→ Assignment: Here is the task for the records below: repeat exactly the lines from the one with "## What does this change?" to the one with "URI is absolute.", both included, and nothing else.

→ Data for this exercise:
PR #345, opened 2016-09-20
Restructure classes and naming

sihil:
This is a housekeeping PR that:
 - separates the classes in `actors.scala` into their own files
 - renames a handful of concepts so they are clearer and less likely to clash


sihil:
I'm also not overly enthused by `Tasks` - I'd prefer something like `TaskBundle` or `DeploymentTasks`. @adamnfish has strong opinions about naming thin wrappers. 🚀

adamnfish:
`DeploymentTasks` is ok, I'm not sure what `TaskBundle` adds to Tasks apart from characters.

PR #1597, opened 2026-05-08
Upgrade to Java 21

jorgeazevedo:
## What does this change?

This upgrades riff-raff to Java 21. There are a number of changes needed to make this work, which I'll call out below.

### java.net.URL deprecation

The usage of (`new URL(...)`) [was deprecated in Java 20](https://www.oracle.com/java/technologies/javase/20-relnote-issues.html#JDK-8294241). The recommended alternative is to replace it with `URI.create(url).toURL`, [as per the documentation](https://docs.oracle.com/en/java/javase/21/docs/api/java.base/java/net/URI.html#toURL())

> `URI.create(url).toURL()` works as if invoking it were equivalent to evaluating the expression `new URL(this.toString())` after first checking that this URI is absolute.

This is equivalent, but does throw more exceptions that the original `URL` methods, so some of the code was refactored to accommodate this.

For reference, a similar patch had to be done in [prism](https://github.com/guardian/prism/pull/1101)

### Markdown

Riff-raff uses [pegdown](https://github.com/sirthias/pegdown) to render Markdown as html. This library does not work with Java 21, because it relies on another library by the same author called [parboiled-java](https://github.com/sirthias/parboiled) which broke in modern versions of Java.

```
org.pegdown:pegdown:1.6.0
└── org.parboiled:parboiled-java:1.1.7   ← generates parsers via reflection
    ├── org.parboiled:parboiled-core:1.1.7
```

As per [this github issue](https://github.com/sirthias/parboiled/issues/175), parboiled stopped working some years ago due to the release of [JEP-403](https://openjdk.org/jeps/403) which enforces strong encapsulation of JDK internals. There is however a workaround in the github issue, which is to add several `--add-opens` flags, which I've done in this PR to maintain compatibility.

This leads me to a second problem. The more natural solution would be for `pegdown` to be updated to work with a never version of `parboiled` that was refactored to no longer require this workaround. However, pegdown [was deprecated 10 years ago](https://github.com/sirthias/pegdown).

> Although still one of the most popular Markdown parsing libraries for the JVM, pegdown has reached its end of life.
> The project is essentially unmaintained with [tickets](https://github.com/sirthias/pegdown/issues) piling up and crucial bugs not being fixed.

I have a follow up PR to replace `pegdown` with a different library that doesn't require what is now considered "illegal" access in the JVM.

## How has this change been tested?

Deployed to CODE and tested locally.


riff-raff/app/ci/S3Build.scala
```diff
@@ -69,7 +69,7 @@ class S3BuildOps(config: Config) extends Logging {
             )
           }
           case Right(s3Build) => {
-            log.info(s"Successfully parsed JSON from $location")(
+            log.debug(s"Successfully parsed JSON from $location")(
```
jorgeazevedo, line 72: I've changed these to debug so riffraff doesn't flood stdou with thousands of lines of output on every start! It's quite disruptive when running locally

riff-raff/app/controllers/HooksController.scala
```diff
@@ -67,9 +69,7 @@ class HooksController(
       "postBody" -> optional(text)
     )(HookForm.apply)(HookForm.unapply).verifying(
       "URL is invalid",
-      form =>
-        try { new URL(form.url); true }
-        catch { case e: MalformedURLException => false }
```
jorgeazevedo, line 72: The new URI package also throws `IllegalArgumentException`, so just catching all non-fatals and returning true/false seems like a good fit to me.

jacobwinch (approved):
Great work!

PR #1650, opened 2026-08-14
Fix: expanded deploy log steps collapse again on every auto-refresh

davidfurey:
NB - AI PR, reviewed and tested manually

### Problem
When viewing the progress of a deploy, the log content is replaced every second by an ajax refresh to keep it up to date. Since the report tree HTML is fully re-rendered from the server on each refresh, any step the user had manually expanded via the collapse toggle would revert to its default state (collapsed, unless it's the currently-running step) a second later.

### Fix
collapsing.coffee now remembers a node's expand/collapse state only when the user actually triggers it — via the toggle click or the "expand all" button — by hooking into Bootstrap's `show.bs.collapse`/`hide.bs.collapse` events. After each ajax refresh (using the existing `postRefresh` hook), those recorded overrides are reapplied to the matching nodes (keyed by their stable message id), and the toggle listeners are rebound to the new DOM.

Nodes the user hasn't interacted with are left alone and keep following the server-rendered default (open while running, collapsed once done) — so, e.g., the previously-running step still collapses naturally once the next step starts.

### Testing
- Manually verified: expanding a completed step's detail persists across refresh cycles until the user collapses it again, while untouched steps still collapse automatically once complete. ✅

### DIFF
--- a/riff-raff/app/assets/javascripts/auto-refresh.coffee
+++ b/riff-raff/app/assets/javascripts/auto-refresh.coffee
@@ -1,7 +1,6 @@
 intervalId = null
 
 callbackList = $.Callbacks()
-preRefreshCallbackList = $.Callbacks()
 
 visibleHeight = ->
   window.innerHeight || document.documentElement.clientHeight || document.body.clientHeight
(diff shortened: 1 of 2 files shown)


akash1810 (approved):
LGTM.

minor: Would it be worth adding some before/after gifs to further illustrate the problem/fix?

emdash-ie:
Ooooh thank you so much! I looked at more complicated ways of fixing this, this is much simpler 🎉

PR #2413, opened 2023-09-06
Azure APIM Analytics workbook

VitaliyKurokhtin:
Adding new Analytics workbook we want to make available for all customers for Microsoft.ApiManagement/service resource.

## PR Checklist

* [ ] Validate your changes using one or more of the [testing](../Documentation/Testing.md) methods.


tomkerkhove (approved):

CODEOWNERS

→ Written answer:
## What does this change?

This upgrades riff-raff to Java 21. There are a number of changes needed to make this work, which I'll call out below.

### java.net.URL deprecation

The usage of (`new URL(...)`) [was deprecated in Java 20](https://www.oracle.com/java/technologies/javase/20-relnote-issues.html#JDK-8294241). The recommended alternative is to replace it with `URI.create(url).toURL`, [as per the documentation](https://docs.oracle.com/en/java/javase/21/docs/api/java.base/java/net/URI.html#toURL())

> `URI.create(url).toURL()` works as if invoking it were equivalent to evaluating the expression `new URL(this.toString())` after first checking that this URI is absolute.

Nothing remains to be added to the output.